As can be seen from Figure 9a, lignin has a relatively smooth and dense surface structure. When the reaction time is extended to 40min (Figure 9b), the smooth surface is slightly damaged, some shallow pits are observed, and a small amount of scum is deposited on the surface of lignin, indicating that the depolymerization of lignin starts from the surface; further reacting to 80min (Figure 9c), the surface damage is aggravated, and some deeper pits appear. When the figure is enlarged and observed (Figure 9d), more fragments can be found attached to the surface or in the pits, indicating that the main reaction at this stage is the depolymerization of lignin. When the reaction time is further extended to 120min (Figure 9e), slight agglomeration can be observed, indicating that with the increase of reaction time, the coupling and polycondensation reactions of the intermediate products begin to become obvious. When the reaction time is further increased to 150min (Figure 9f), agglomeration can be observed, indicating that a longer time promotes the coupling and polycondensation reactions of the intermediate products.

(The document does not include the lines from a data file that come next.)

PR #1447, opened 2026-04-24
add loading loader to wc loader

cocomarine:
Closes https://github.com/RaspberryPiFoundation/digital-editor-issues/issues/1295

### Notes
- Another loader from editor-standalone appears in the middle of the page before editor-ui loader appears
- Added a Loader component that is similar to the one in standalone and used it to show loading in the same place with a similar style as standalone
- Also added a LoadFailed component
- When 'Try again' is clicked, it reloads the page.
- Briefly looked into coordinating editor-ui and standalone loaders but decided to take a simpler route for now. 

### Screenshots
Screenshot 2026-04-24 at 14 43 07
Screenshot 2026-04-27 at 08 14 20

- When in dark theme:
Screenshot 2026-04-27 at 13 38 58
Screenshot 2026-04-27 at 14 00 30


maxelkins:
I think this is an improvement on the current failed state 👍 

### Potential iteration (not required if you just wanna ship it)

What normally fixes this? Is it just a refresh? Could we have:

"Load failed. [Try again](url)"

- Try again triggers a refresh
- Load failed can be the normal text colour

maxelkins:
@cocomarine Would make "Try again" the link colour (like on the [homepage](https://editor.raspberrypi.org/en/)) and then lets get this in. We can take a look in detail when we have more time 👍 

Thank you!

DNR500:
I think it might need an ever so slight spacing adjustment to match the one in standalone

editor-standalone
loader-standalone

editor-ui
loader-spacing-editor-ui

Might also need change the text color when dark mode too? 
loader-editor-ui-dark

Would be nice at some point to move this into the design system so we can more easily keep this consistent

DNR500 (approved):
Dropped a comment on with some suggestions for smaller changes - but this is going to look a lot better. Thanks for this

PR #1456, opened 2026-05-07
Fix the HTML preview locally

zetter-rpf:
Found while working on https://github.com/RaspberryPiFoundation/digital-editor-issues/issues/1379

In production we have a cloudflare rule that allows cross-origin requests. Without this the iframe does not render in locally (tested in Chrome).


zetter-rpf:
@abcampo-iry thought you would be a good reviewer as you had the same problem

mwtrew (approved):

PR #1460, opened 2026-05-08
1344: remove unneeded plausible env vars

DNR500:
Relates to [1344](https://github.com/RaspberryPiFoundation/digital-editor-issues/issues/1344)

Although the embodiments of the present invention have been shown and described above, it is to be understood that the above embodiments are exemplary and are not to be construed as limitations on the present invention. A person skilled in the art may change, modify, replace and modify the above embodiments within the scope of the invention without departing from the principles and purpose of the present invention. All such changes should fall within the scope of protection of the claims of the present invention.

Claims (10)

1. A sulfonyl chloride modified lignin-based carrier-supported iron phthalocyanine, characterized in that the sulfonyl chloride modified lignin-based carrier-supported iron phthalocyanine has a repeating unit represented by formula (1):

Formula (1):

In formula (1), the wavy line indicates that other repeating units represented by formula (1) are linked, M has a structure represented by formula (2), r=nh ₂ or NO ₂;

formula (2):

2. A method for preparing the sulfonyl chloride modified lignin-based carrier-supported iron phthalocyanine of claim 1 comprising:

And (3) heating the compound shown in the formula A and the compound shown in the formula B in a DMF solvent for reaction to obtain the sulfonyl chloride modified lignin-based carrier loaded iron phthalocyanine shown in the formula (1).

3. The method for preparing sulfonyl chloride modified lignin-based carrier supported iron phthalocyanine according to claim 2, wherein the weight ratio of the compound represented by formula a to the compound represented by formula B is 1: (1-10), prior to the heating reaction, subjecting the mixture to ultrasonic treatment, the temperature of the heating reaction being 120 ℃.

4. A method of catalyzing depolymerization of lignin, comprising:

placing lignin and sulfonyl chloride modified lignin-based carrier loaded iron phthalocyanine shown in a formula (1) in claim 1 into a mixed solvent of water and acetonitrile, adding hydrogen peroxide to the solution until the pH value of the solution is less than 5 and greater than 1, heating and stirring to realize lignin oxidative depolymerization.

5. The method for catalyzing depolymerization of lignin according to claim 4, wherein the sulfonyl chloride modified lignin-based carrier supports iron phthalocyanine in a weight ratio of 0.5wt% to 6wt% based on the weight of lignin.

6. The method for catalyzing depolymerization of lignin according to claim 5, wherein the sulfonyl chloride modified lignin-based carrier supports iron phthalocyanine in a weight ratio of 3.5wt% based on the weight of lignin.

7. The method for depolymerizing lignin by catalysis according to claim 4, wherein the heating temperature is 120-150 ℃ and the reaction time is 40-200min.

8. The method for depolymerizing lignin by catalysis according to claim 7, wherein the heating temperature is 135 ℃, the reaction time is 120min, and the pH value of the solution is adjusted to 3 by sulfuric acid.

9. The method for depolymerizing lignin by catalysis according to claim 4, wherein the concentration of hydrogen peroxide is 2.5X10 ^-2-20×10^-2 mol/L.

10. The method for catalyzing depolymerization of lignin according to claim 9, wherein the concentration of hydrogen peroxide is 15 x 10 ^-2 mol/L.